The killer waves surfers will face at the Paris Olympics are the source of dreams and nightmares. Braveheart Molly Picklum tells Editor at Large Louise Evans how she will dance with the devil.
“It’s magical, death defying, powerful, beautiful.”
Australia’s world number four surf champion Molly Picklum is describing one of the world’s most dangerous waves – Teahupo’o on the southwestern coast of Tahiti, in French Polynesia.
It’s the venue for the Paris Olympics and it’s terrifying.
It can be up to seven metres but that’s not what makes it frightening. It’s the dramatic decrease in the sea floor depth that creates the mesmerizingly murderous wave.
Over a very short distance, the sea floor off Teahupo’o rises from a depth of about 15 metres to a shallow one-metre reef which forces the wave up and over a steep ocean ridge.
With so much water moving so fast, the wave breaks over the top of the sea ridge and curls as it drops, creating a huge tube of heavy water barrelling to the shore and crashing on the shallow reef below.
The dangers are at the drop where surfers slide off their sea ledge into the barrel and the sharp shallow reef at the bottom.
Picklum describes surfing at Teahupo’o as dancing with the devil. “There is always fear, as there is always uncertainty on the other side of the ledge,” the 21-year-old braveheart explains. “The excitement hits you in the channel but there is fear every moment before that.”

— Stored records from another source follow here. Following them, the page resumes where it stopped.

PR #669, opened 2020-10-13
Flatten fixes from #666

directionless:
In #666 I moved the if statement  about what happens if no `query` is specified. This inadvertently caused dataflatten to operate with a query of `""`, matching _nothing_ and overriding the default query of `*`. This moves the implicit `*` value to the `tablehelpers.GetConstraints` calls. This is more explicit.

Also add in a test case for pwpolicy


blaedj (approved):
lgtm

PR #682, opened 2020-12-12
Support architectures in the build/release side

directionless:
Update the build/release process to support creating darwin universal binaries. This requires building on an m1 machine, with go installed at the specified paths. 

To make this a bit smoother, it also updates a handful of the abstractions across our build tools.

This will likely get smoother as the m1 ecosystem evolves.


Makefile
```diff
@@ -33,62 +30,127 @@ else
...
-	go run cmd/make/make.go -targets=launcher -linkstamp
+##
+## Build
+##
 
-table.ext: .pre-build
-	go run cmd/make/make.go -targets=table-extension -linkstamp
-table.ext-windows: .pre-build deps
-	go run cmd/make/make.go -targets=table-extension -linkstamp --os windows
+build_%: TARGET =  $(word 2, $(subst _, ,$@))
```
blaedj, line 37: for future reference for myself (and any other make novices): https://www.gnu.org/software/make/manual/html_node/Text-Functions.html

Makefile
```diff
@@ -33,62 +30,127 @@ else
...
-osqueryi-tables-linux: table.ext
-	osqueryd -S --allow-unsafe --verbose --extension ./build/linux/tables.ext
-osqueryi-tables-windows: table.ext
-	osqueryd.exe -S --allow-unsafe --verbose --extension .\build\windows\tables.exe
-sudo-osqueryi-tables: table.ext
-	sudo osqueryd -S --allow-unsafe --verbose --extension ./build/darwin/tables.ext
-launchas-osqueryi-tables: table.ext
-	sudo launchctl asuser 0 osqueryd -S --allow-unsafe --verbose --extension ./build/darwin/tables.ext
+# Actual release targets. Because of the m1 cgo cross stuff, this requires explicit go paths
+rel-amd64: CROSSGOPATH = /Users/seph/go1.15.6.darwin-amd64/bin/go
```
blaedj, line 83: Could this be `~/go1.14.6.darwin-amd64/bin/go` or does the path need to be that specific?

Makefile
directionless: Yep. I do that all over our Makefiles. I think it's more clever than I like, but make.

Makefile
directionless: It could probably use `~`. Once there's a real m1 release, I expect we'll drop these into nicer paths anyhow

blaedj (approved):

PR #684, opened 2020-12-17
Fix path in osqueryi targets

directionless:
With the arch now included in the build directory, the oqueryi paths
needs to change too


blaedj (approved):
nice and simple(r)

PR #686, opened 2020-12-20
Add kolide_filevault table

terracatta:
This PR adds a simple table that simply displays the output of `fdesetup status`. Unfortunately this tool does not provide any structured output, but as far as I an tell (through disassembling the binary in hopper) it will only produce a simple message.

Looking at dissambled binary, when the command is not run in verbose mode it will produce between 1 - 3 lines of output. The first line will always contain the following output.

* FileVault is On
* FileVault is On, but needs to be restarted to finish
* FileVault is Off.
* FileVault is Off, but will be enabled after the next restart.
* FileVault is Off, but needs to be restarted to finish.

The second line or third line, if shown, can contain one of the following strings:

* FileVault master keychain appears to be installed.
* Decryption in progress: Percent completed = 
* Encryption in progress: Percent completed =
* Decryption in progress: Pending
* Encryption in progress: Pending

None of these strings appear to be localized, they are all hardcoded.

I've opted to not get too smart about parsing the output other than trimming the last newline, since we want to leave it up to the caller

### DIFF
--- a/pkg/osquery/tables/filevault/filevault.go
+++ b/pkg/osquery/tables/filevault/filevault.go
@@ -1,0 +1,56 @@
+// +build darwin
+
+package filevault
+
+import (
+	"bytes"
+	"context"
+	"os/exec"
+	"strings"
+
+	"github.com/go-kit/kit/log"
+	"github.com/kolide/osquery-go"
+	"github.com/kolide/osquery-go/plugin/table"
+	"github.com/pkg/errors"
+)
+
+const fdesetupPath = "/usr/bin/fdesetup"
+
+type Table struct {
+	client *osquery.ExtensionManagerClient
+	logger log.Logger
+}
+
+func TablePlugin(client *osquery.ExtensionManagerClient, logger log.Logger) *table.Plugin {
+	columns := []table.ColumnDefinition{
+		table.TextColumn("status"),
+	}
+
+	t := &Table{
+		client: client,
+		logger: logger,
+	}
+
+	return table.NewPlugin("kolide_filevault", columns, t.generate)
+}
+
+func (t *Table) generate(ctx context.Context, queryContext table.QueryContext) ([]map[string]string, error) {
+	var results []map[string]string
+
+	// Read the system's fdesetup configuration
+	var stdout bytes.Buffer
+	stdout.Reset()
+	cmd := exec.CommandContext(ctx, fdesetupPath, "status")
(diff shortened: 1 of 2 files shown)


pkg/osquery/tables/filevault/filevault.go
```diff
@@ -0,0 +1,56 @@
...
+
+	return table.NewPlugin("kolide_filevault", columns, t.generate)
+}
+
+func (t *Table) generate(ctx context.Context, queryContext table.QueryContext) ([]map[string]string, error) {
+	var results []map[string]string
+
+	// Read the system's fdesetup configuration
+	var stdout bytes.Buffer
+	stdout.Reset()
```
directionless, line 42: Shouldn't need this.

pkg/osquery/tables/filevault/filevault.go
```diff
@@ -0,0 +1,56 @@
...
+	cmd := exec.CommandContext(ctx, fdesetupPath, "status")
```
directionless, line 43: This should get a timeout. This is done through the `ctx` See https://github.com/kolide/launcher/blob/faa8c090d04ac7a904ede37d34127fa5de906d5f/pkg/osquery/table/mdfind_darwin.go#L15-L16

pkg/osquery/tables/filevault/filevault.go
```diff
@@ -0,0 +1,56 @@
...
+	cmd.Stdout = &stdout
+	if err := cmd.Run(); err != nil {
+		return nil, errors.Wrap(err, "calling fdesetup")
+	}
+	output := string(stdout.Bytes())
+	status := strings.TrimSuffix(output, "\n")
+	result := map[string]string{
+		"status": status,
+	}
+	results = append(results, result)
```
directionless, line 53: This is fine, but since this is a single line you could just return it directly. (FYI)

directionless (changes requested):
Mostly fine. Needs the timeout.

I generally try to have exec it a separate method -- it's more testable. But this is something simple enough I don't think we need parsing test cases. So I'd approve with the timeout.

pkg/osquery/tables/filevault/filevault.go
terracatta: Gonna keep this as is, not familiar enough with golang syntax to do this a different way.

directionless (approved):

PR #688, opened 2020-12-21
Set context timeouts on all exec functions

directionless:
Reviewing the places we call exec, and attempting to get timeouts on all of them

### DIFF
--- a/pkg/osquery/table/mdfind_darwin.go
+++ b/pkg/osquery/table/mdfind_darwin.go
@@ -12,7 +12,7 @@ import (
 )
 
 func mdfind(args ...string) ([]string, error) {
-	ctx, cancel := context.WithTimeout(context.Background(), 3*time.Second)
+	ctx, cancel := context.WithTimeout(context.Background(), 30*time.Second)
 	defer cancel()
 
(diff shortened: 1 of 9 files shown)


pkg/osquery/table/mdfind_darwin.go
```diff
@@ -12,7 +12,7 @@ import (
 )
 
 func mdfind(args ...string) ([]string, error) {
-	ctx, cancel := context.WithTimeout(context.Background(), 3*time.Second)
+	ctx, cancel := context.WithTimeout(context.Background(), 30*time.Second)
```
blaedj, line 15: we see a lot of timeouts for mdfind, will there significant perf impacts to devices by 10x-ing this timeout? Does mdfind use significant CPU? ( it seems like this is a potential CPU hotspot depending on the query)

directionless: No clue. I just upped the numbers.

blaedj: Fair enough. I don't think we have significant safety nets for other performance sensitive areas, so this is probably in line with current art.

blaedj (approved):

PR #689, opened 2020-12-21
Fix makefile extension target

directionless:


blaedj (approved):
this explains the odd error I was running into last week. I just jumped back a couple commits instead of investigating.

PR #690, opened 2020-12-22
Disable macOS version compatible strings

directionless:
For reasons unknown, apple changes the content of `SystemVersion.plist`
based on the environment variables set in the caller.

Empiracally, it looks like the 10.16 nomenclature is dropping the .x.
So, force versions to use the 11.x.x format.

See:
 * https://eclecticlight.co/2020/08/13/macos-version-numbering-isnt-so-simple/
 * https://github.com/osquery/osquery/pull/6824

### DIFF
--- a/pkg/osquery/runtime/runtime.go
+++ b/pkg/osquery/runtime/runtime.go
@@ -182,6 +182,14 @@ func (opts *osqueryOptions) createOsquerydCommand(osquerydBinary string, paths *
 		fmt.Sprintf("--config_plugin=%s", opts.configPluginFlag),
 	)
 
+	// On darwin, run osquery using a magic macOS variable to ensure we
+	// get proper versions strings back. I'm not totally sure why apple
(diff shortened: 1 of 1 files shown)


terracatta (approved):

directionless:
Testing a bit with a golang test program, I this needs to be set _prior_ to program start. So this PR is more likely than anything inside osquery. See https://github.com/osquery/osquery/issues/6840

erikng:
I figured I would post this here, but an alternative method is to do something like this: https://github.com/uber/client-platform-engineering/pull/61

I know you've already solved this, but given that you utilize a launchdaemon, this might be a better solution long term.

directionless:
> I know you've already solved this, but given that you utilize a launchdaemon, this might be a better solution long term.

The launchd configs are a good thought, especially for things that should be site configurable.

For launcher, I usually prefer to bake things into the code base. This allows a more seamless upgrade, and settings like this I don't really want people to change

PR #193, opened 2015-10-06
Don't double quote the message for "zero results"

DanielHeath:


danni:
Should we actually be removing the semantic quotes? Especially if the did you mean becomes `zero results` without quotes.

danni:
So technical ++, I just wonder if it will confuse people, because the quotes have semantic meaning.

DanielHeath:
I've brought this up in https://trello.com/c/bSdq8fDP/151-defect-quotes-not-stripped-from-search-term-and-are-presented-in-the-search-results-as-parking-fines-double-lot-of-them-fix-not- - hopefully we get a good answer from someone product-ey

PR #194, opened 2015-10-07
Upgrade libs

DanielHeath:
Lots of separate commits to help track down any CI issues


danni:
++ for all of this but can we write a test for the history bug?

DanielHeath:
Will do - this doesn't solve the history card on its own anyways as we want the back button to take you to `/` even when you've come from (eg) an email deep-link.

PR #195, opened 2015-10-07
Avoid checking URL too early after a click

DanielHeath:
We may not have transitioned to the new page yet when we check currentUrl

### DIFF
--- a/test/steps/browser.js
+++ b/test/steps/browser.js
@@ -72,7 +72,38 @@ async function clickBack(): Promise<void> {
         .click();
 }
 
+/**
+ * Wait for the document to be ready (including completing any AJAX requests).
+ *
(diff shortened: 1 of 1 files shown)


danni:
I'm surprised we need this TBH. Since there's an implicit wait in Selenium. What's the use case? It probably needs a comment.

DanielHeath:
So, this 'fixes' it but not for the reasons I had thought (it's basically a `sleep`). 

The underlying problem is that checking the URL doesn't wait for the browser to finish executing JS. As we use history.pushState, a better solution might be to force the use of JS to fetch the URL (since that will add a new event to the browsers queue).

DanielHeath:
++?

DanielHeath:
nvm, this is not ready

DanielHeath:
++?

danni:
++

PR #198, opened 2015-10-08
Fix navigation

DanielHeath:


src/pages/PersonalisationWizardPage.js
```diff
@@ -21,6 +21,15 @@ class PersonalisationWizardPage extends BasePersonalisationPage {
         var subpage = this.state.subpage - 1;
 
         if (subpage < 0) {
+            /*
+             * FIXME: If we use a real URL for each subpage,
```
DanielHeath: @danni I'd love to hear your thoughts on this approach to getting the back/forwards to work nicely in personalisation.

I think it'll let us use regular history while still preserving the desired behavior of having the `back` button skip over the personalisation questions.

DanielHeath:
++?

src/client.js
```diff
@@ -10,7 +10,20 @@ import routes from "./routes";
 // For onTouchTap: see https://github.com/zilverline/react-tap-event-plugin
 injectTapEventPlugin();
 
+/*
+ * If at any point there isn't a meaningful 'back',
+ * go to the app homepage instead.
+ */
 let history = createBrowserHistory();
+const goBack = history.goBack;
```
danni: Can we do this properly by inheriting the history class from ReactRouter ?

src/pages/BaseResultsPage.js
```diff
@@ -107,9 +107,15 @@ class BaseResultsPage extends BaseCategoriesPage {
...
+                const sep = this
+                    .props
+                    .location
+                    .pathname
+                    .endsWith("/") ? "" : "/";
+
                 this.history.replaceState(
                     null,
-                    this.props.location.pathname + "/personalise",
+                    this.props.location.pathname + sep + "personalise",
```
danni: Template string?

test/steps/browser.js
```diff
@@ -26,6 +26,15 @@ module.exports = (function() {
               unpromisify(doSearchAndEnter))
         .when("I click on the search icon", unpromisify(clickSearchIcon))
         .when("I click back from the title bar", unpromisify(clickBack))
+        .when(
+            "I click back from the browser UI",
+            unpromisify(clickBrowserBack),
+        )
+        .when(
+            "I click back from the top bar",
+            unpromisify(clickAppBarBack),
```
danni: This already exists I think?

src/pages/PersonalisationSummaryPage.js
```diff
@@ -10,23 +10,15 @@ import icons from "../icons";
...
-            this.props.history.goBack();
-        } else {
-            this.setState({subpage: 0});
-        }
+        this.props.history.goBack();
     }
 
     nextStep(): void {
-        this.setState({subpage: 0});
+        this.props.history.goBack();
```
danni, line 17: Can't we just call goBack from the `NavigationMixin` ?

test/steps/browser.js
DanielHeath: Indeed it does, thanks.

src/pages/PersonalisationSummaryPage.js
DanielHeath, line 17: `NavigationMixin` was replaced with `History` mixin in the new react-router, which is what I've used here.

src/client.js
DanielHeath: It's not a class, but I found a cleaner way to do it nonetheless.

src/client.js
```diff
@@ -10,9 +10,55 @@ import routes from "./routes";
 // For onTouchTap: see https://github.com/zilverline/react-tap-event-plugin
 injectTapEventPlugin();
 
-let history = createBrowserHistory();
+/*
+ * If at any point there isn't a meaningful 'back',
+ * go to the app homepage instead.
+ */
+
+function History() {
```
danni, line 22: Why not use a real class?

Very few Paris-bound athletes compete at an Olympic venue that poses a threat to life and limb. But the world’s best surfers are cool about it. The ocean has many faces. It is always moving. They surf Teahupo’o every year as part of the World Pro tour. But while familiarity with the famous left-hand barrel reduces the fear factor – it doesn’t reduce the risk.
“I think the better you get, the more control you have,” Picklum said. “The more control you have, the more you can enjoy being in the moment. Going over the ledge is exhilarating for sure. After that point, it’s definitely instinctive to ride the wave.”
Having survived the drop and being propelled inside the tube, Picklum says the world goes strangely quiet. The volume of barrelling water around her creates a vacuum, an inner sanctum. “It’s similar to standing in a cave. There is a weird silence.”
When she’s in the barrel it feels like time stands still but within seconds the ride is over and avoiding being shredded in the shallows is paramount.
“You feel the safest when you are inside the barrel. Big barrels are still scary though. Paddle hard to survive, be decisive and commit.”
“The risky part is exiting the barrel as if you fall there, it is the shallowest part of the reef. The risk is always big, the ocean is unpredictable. If you make a mistake you end up on the reef… you are in mother nature’s hands.”
Picklum has been putting her life in mother nature’s hands since she was three and old enough to stand up on a board at Shelly Beach on the NSW Central Coast.
She would surf before and after school and compete with the other kids at North Shelly Boardriders who would paddle like hell to catch the last wave of the morning and then pedal like hell on their bikes to beat the school bell.
Surfing got serious when she was 14 and won a Layne Beachley Rising Star Award at a Surfing Australia talent identification camp.
“That was a turning point for sure,” Picklum said. “Until then I was surfing purely for fun and had no idea of competitions or the pathways for getting on the tour. It was definitely a key moment.”
Her climb up the world ranks was as fast as a rising Teahupo’o wave. It helped that Australia had a legion of influential female world champions who Picklum could look up to – including early world champions including Pam Burridge, Pauline Menczer and Wendy Botha who successfully fought for equal access to competitions, waves and prize money.
They in turn helped pave the way for seven-time world champion Beachley and eight-time champion Stephanie Gilmore. By 2022, just two years out of school, Picklum was following in the footsteps of these giants into the World Surf League’s (WSL) Championship Tour.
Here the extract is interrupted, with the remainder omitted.